Chapter 46: The Christian Revolution” by Philip Jenkins

                Philip Jenkins begins by describing the common notion of what Christianity is. Jenkins focuses particular attention to its followers. It is known to be the religion of “the haves”. Most Christians are imagined to be white, of an older age, and wealthy. Honestly, when I think of Christians this is what I picture. Christianity is frequently associated with white nations or Western imperialism. In reality it has declined in these places, and has taken a turn southward. In countries such as: Asia, Africa, and Latin America, “Christianity is not only surviving, but expanding” (Jenkins). One third to the world’s population identify as Christian, and it is predicted that by 2050 one fifth of them will be non-white Hispanic. I was shocked at the idea. Jenkins states knowing this should cause us to think before saying, “What Christians believe.” This didn’t make sense to me. It is the people who believe in the religion that are changing, not the religion itself. There is a trend in these Southern Christians to be more conservative. These people, “will develop a powerful Christian identity in culture and politics” (Jenkins). There is a question posed about what this means globally. Will there be a global unity that takes place? Jenkins hypothesizes Africa and Latin America will share common issues and have the ability to identify with one another.  

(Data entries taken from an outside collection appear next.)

PR #5295, opened 2026-08-04
fix(model): map the fused input norm for MLA with q_lora_rank=None

### LINKED ISSUE #5294: DeepSeek bridge leaves every input layernorm unmapped when q_lora_rank is None
**Describe the bug**

Affects `deepseek-ai/DeepSeek-V2-Lite` and
`kakaocorp/kanana-2-30b-a3b-thinking`, both public.

## Summary

A DeepSeek checkpoint with `q_lora_rank: null` loads with **every layer's input
layernorm left at its random initialization**. Nothing raises, and no weight
mismatch is reported — the parameter simply has no mapping, so the conversion
never visits it.

## Why the configuration is reachable

MLA normally compresses the query with a LoRA pair, so MCore builds
`linear_q_down_proj` + `linear_q_up_proj` and the fused input norm attaches to
the down projection. With `q_lora_rank=None` there is nothing to compress:
MCore builds a single `linear_q_proj`, and Transformer Engine fuses the input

Audio (stream): “Inside American Islam,” On Point, NPR, 9/14/2010. Top Islam expert Akbar Ahmed just visited one hundred mosques in America. This is his report.

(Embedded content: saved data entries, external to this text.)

PR #5313, opened 2026-08-04
fix(conversion): initialize CPU imports with Gloo

cuichenx:
## What changed

- run CPU Hugging Face to Megatron import construction and checkpoint save inside a temporary single-rank Gloo context
- preserve a caller-managed distributed context when one already exists
- add focused regression coverage for both paths
- update the model-verification-card skill to reject local patches, unpublished commits, source overlays, monkeypatches, and copied trees as verification evidence

## Root cause

`AutoBridge.import_ckpt()` requested CPU model initialization without first initializing a CPU process group. `provide_distributed_model()` therefore entered its standalone fallback, unconditionally selected a CUDA device, and initialized NCCL. A genuine CPU-only import failed before weight mapping.

## User impact

CPU checkpoint import can construct and save through the existing temporary Gloo helper without requiring the CUDA/NCCL fallback. Verification failures must now be fixed through a pushed upstream PR and rerun from that exact clean commit before a card item can be marked verified.

## Validation

- `uv run --no-project python -m pytest tests/unit_tests/models/test_auto_bridge.py -k "import_ckpt" tests/unit_tests/training/test_model_load_save.py -k "import_ckpt or temporary_distributed_context" -q` — 7 passed
- `uv run --no-sync pre-commit run --all-files` — passed
- skill `quick_validate.py` — passed
- `git diff --check` — passed

## Pending model validation

The full GPT-OSS CPU import/export rerun will use the exact pushed PR head. It remains pending and is not claimed as verified here. The newer Transformer Engine load-time CUDA-driver dependency is a separate upstream blocker for driverless 26.08 containers.

### DIFF
--- a/skills/create-model-verification-card/SKILL.md
+++ b/skills/create-model-verification-card/SKILL.md
@@ -1,6 +1,6 @@
 ---
 name: create-model-verification-card
-description: Create or update concise, agent-readable Megatron Bridge model verification cards. Use when adding a model support card, auditing cross-model convergence comparability or verification coverage, recording conversion, deterministic inference, training, checkpoint resume, post-SFT export, or performance results, or preparing a model-support PR. Enforce the required core inventory, convergence-versus-performance contracts, optional canonical performance item, public Slurm launcher commands, training metrics, important-feature allowlist, and a strict privacy boundary that excludes private runtime wiring, internal paths, credentials, and job metadata.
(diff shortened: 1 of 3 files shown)


cuichenx:
Full `openai/gpt-oss-20b` CPU import from this exact pushed PR head was run against the pinned MCore commit. This PR cleared the original unconditional CUDA-device/NCCL fallback and reached model construction. The next failure is an independent MCore bug: YARN constructor-time CPU initialization calls `torch.cuda.current_device()`.

That owning fix is now public as NVIDIA/Megatron-LM#6270. Its focused eight-rank tests pass from the exact pushed MCore PR head. End-to-end GPT-OSS CPU import remains pending and is **not verified**; it must be rerun from a clean pushed Bridge commit that consumes the public MCore fix.

cuichenx:
Closing as superseded. Current main already contains equivalent temporary Gloo scoping for CPU import through #5007. The broader CPU-only conversion gaps are being tracked separately.

PR #3853, opened 2026-05-15
[models] fix: support CPU-only checkpoint conversion

yaoyu-33:
## Summary

Fixes #3295.

- Use Gloo and CPU initialization when CUDA is not visible for provider-based model construction.
- Disable MCore CPU-offload hooks/flags and TE-only `persist_layer_norm` behavior during CPU-only initialization.
- Fall back to the local GPT layer spec for CPU-init/no-CUDA builds so TransformerEngine SelfAttention is not instantiated.
- Add focused unit coverage for no-visible-CUDA provider initialization and GPT layer-spec selection.

## Validation

- cw job `11784762` completed `0:0`
  - log: `/lustre/fsw/portfolios/coreai/projects/coreai_dlalgo_llm/users/yuya/logs/issue3295/issue3295-cpu7_11784762.log`
  - `uv sync --frozen --no-install-project --no-install-package megatron-core`
  - focused pytest: `6 passed, 30 deselected`
  - no-CUDA tiny Llama `AutoBridge.to_megatron_model(wrap_with_ddp=False, use_cpu_initialization=True)` completed with `REPRO_DONE`
- cw job `11784769` completed `0:0`
  - log: `/lustre/fsw/portfolios/coreai/projects/coreai_dlalgo_llm/users/yuya/logs/issue3295/issue3295-pc2_11784769.log`
  - `uv run --no-sync pre-commit run --all-files`

PR #5317, opened 2026-08-04
[model] fix: use local GPT spec for CPU-only initialization

cuichenx:
<details><summary>Summary</summary>

## What

- Select the MCore-local GPT layer spec when `use_cpu_initialization=True`
  and CUDA is unavailable, avoiding CUDA-only Transformer Engine module
  construction on CPU-only hosts.
- Keep the existing TE spec when CUDA is available.
- Propagate the same local-versus-TE choice to MTP block construction.

This revisits the narrow spec-selection portion of #3853 in response to a real
full `openai/gpt-oss-20b` CPU-import failure. It does not revive that closed PR's
broader provider monkeypatches.

## Compatibility gate

The local-spec versus later GPU/TE checkpoint compatibility concern that closed
#3853 is treated as an acceptance gate, not assumed away. Current MCore provides
canonical sharded-state mappings and direct local-GPT-spec ↔ TE-GPT-spec
save/load coverage, including SequentialMLP ↔ TEGroupedMLP interchange.

Before this PR is called verified, a full GPT-OSS checkpoint produced by the
CPU-only local-spec path must load into the GPU/TE model from exact clean pushed
commits. If it does not, this approach is not acceptable.

## Validation

- [x] `tests/unit_tests/models/test_gpt_provider.py`: 29 passed in a
  driverless 26.06 container.
- [x] `uv run --no-sync pre-commit run --all-files`.
- [ ] Full `openai/gpt-oss-20b` CPU import from a clean public integration
  commit.
- [ ] Load the CPU-produced checkpoint into the GPU/TE GPT-OSS model.

No tests will be quarantined without Chen's explicit approval. No local source
patch or unpublished overlay may be counted as verification evidence.

</details>

### DIFF
--- a/src/megatron/bridge/models/gpt_provider.py
+++ b/src/megatron/bridge/models/gpt_provider.py
@@ -97,6 +97,11 @@ def local_layer_spec(config: "GPTModelProvider") -> ModuleSpec:
     )
 
 
+def _use_local_spec_for_cpu_only_initialization(config: "GPTModelProvider") -> bool:
+    """Return whether CPU initialization must avoid Transformer Engine modules."""
+    return bool(config.use_cpu_initialization) and not torch.cuda.is_available()
+
+
 def modelopt_transformer_layer_spec(config: "GPTModelProvider") -> ModuleSpec:
     """Layer specification for quantization with ModelOpt."""
     # arbitrary attention mask is used for speculative decoding training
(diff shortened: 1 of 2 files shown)


cuichenx:
Closing this standalone approach. Selecting local GPT/MTP specs does not by itself solve driverless Transformer Engine import, and local-to-TE checkpoint schema compatibility is not guaranteed across model families. Any future CPU-only conversion fix should be validated as an end-to-end design rather than landing this isolated selector.

PR #5322, opened 2026-08-04
[model] fix: support MCore FSDP factory wrappers

cuichenx:
## Summary

- keep conversion `unwrap_model()` compatible with both the Bridge-pinned legacy MCore FSDP class API and the newer MCore factory API
- unwrap both concrete `FullyShardedDataParallelV1` and `FullyShardedDataParallelV2` wrappers without passing the factory function to `isinstance()`
- add regression coverage for both API generations, including the legacy case where the V1/V2 symbols do not exist

## Root cause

The Muslim scholar Akbar Ahmed who holds chairs in Islamic studies visited one hundred mosques in seventy five American cities and towns. He published his finding s in “Journey into America: Challenge of Islam”. His main point was to study how it feels to be Muslim American in the current state our society is in and the challenges in forming a new American identity. Akbar Ahmed found that we are currently living in a time of dramatic change and crisis. With all the pressure everyone is feeling it was only a matter of needing a spark to light the fire. The spark was the recent New York mosque incident and the pastor in Florida. It was interesting to hear that people never admitted to feeling at unease to Ahmed, but due to his education and training he was able to still detect it. He sees a large part of the problem caused by poor Muslim community leadership. He describes a lack of collectiveness, and cohesiveness coupled with so much diversity and variance producing a weak and unstable community. Ahmed believes this only makes it easier for few to spark a crisis and overwhelming problems to occur. He concludes his book with a debate of what kind of America our country wants. The scholar also goes out of his area to study history and how it relates to our current situation. Much of the issues are credited to post September 11th attacks. I was surprised to hear him put most of the blame on Muslims for being unorganized and not educating Americans who “want to understand Islam”. If Americans really wanted to understand Islam they would work to be conscious people. Just because someone or a society doesn’t understand a group of people doesn’t justify their prejudice or acts of discrimination. A journalist from Los Angeles speaks on the show. He has valid points and is precise in most of his statements. Though he lacks the critical analysis, courage, or consciousness needed to find the underlying truth, controversial opinion, or meaningful statement.